Problem requirements
Word for word, transcribe the material below from its first line to the line with "are now accepted", both included.
[Start of section]
PR #344, opened 2023-07-04
Accept PathLike as project root

0HyperCube:
## Goal

Currently if a PathLike object is passed in such as PurePath or Path from pathlib, the path will not be set and a warning is produced. The PathLike object should be converted to a string and accepted.

## Changeset

* PathLike objects are now accepted
* Warning message for invalid paths has changed

## Testing

Modification to `test_validate_project_root` to ensure that PathLike objects are accepted and converted to strings.

### DIFF
--- a/bugsnag/configuration.py
+++ b/bugsnag/configuration.py
@@ -8,7 +8,6 @@ import warnings
 import logging
 from threading import Lock
 
-from pathlib import PurePath
 from bugsnag.breadcrumbs import (
     BreadcrumbType,
     Breadcrumb,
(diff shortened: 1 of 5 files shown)


bugsnag/configuration.py
```diff
@@ -8,6 +8,7 @@
 import logging
 from threading import Lock
 
+from os import PathLike
```
imjoehaines, line 11: This was [added in Python 3.6](https://docs.python.org/3/library/os.html#os.PathLike) so the import fails in Python 3.5, which we still support

I think the best we can do on 3.5 is to accept `Union[str, PurePath]` instead, since all the builtin `Path` objects inherit from `PurePath`

We do things like that elsewhere by catching the `ImportError`, e.g.:

https://github.com/bugsnag/bugsnag-python/blob/cc6aa2027b3c152b35b984638f9c749f25e7d39f/bugsnag/sessiontracker.py#L8-L14

0HyperCube: I've switched it to use PurePath instead of PathLike.

imjoehaines (approved):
[End of section]
Output below
PR #344, opened 2023-07-04
Accept PathLike as project root

0HyperCube:
## Goal

Currently if a PathLike object is passed in such as PurePath or Path from pathlib, the path will not be set and a warning is produced. The PathLike object should be converted to a string and accepted.

## Changeset

* PathLike objects are now accepted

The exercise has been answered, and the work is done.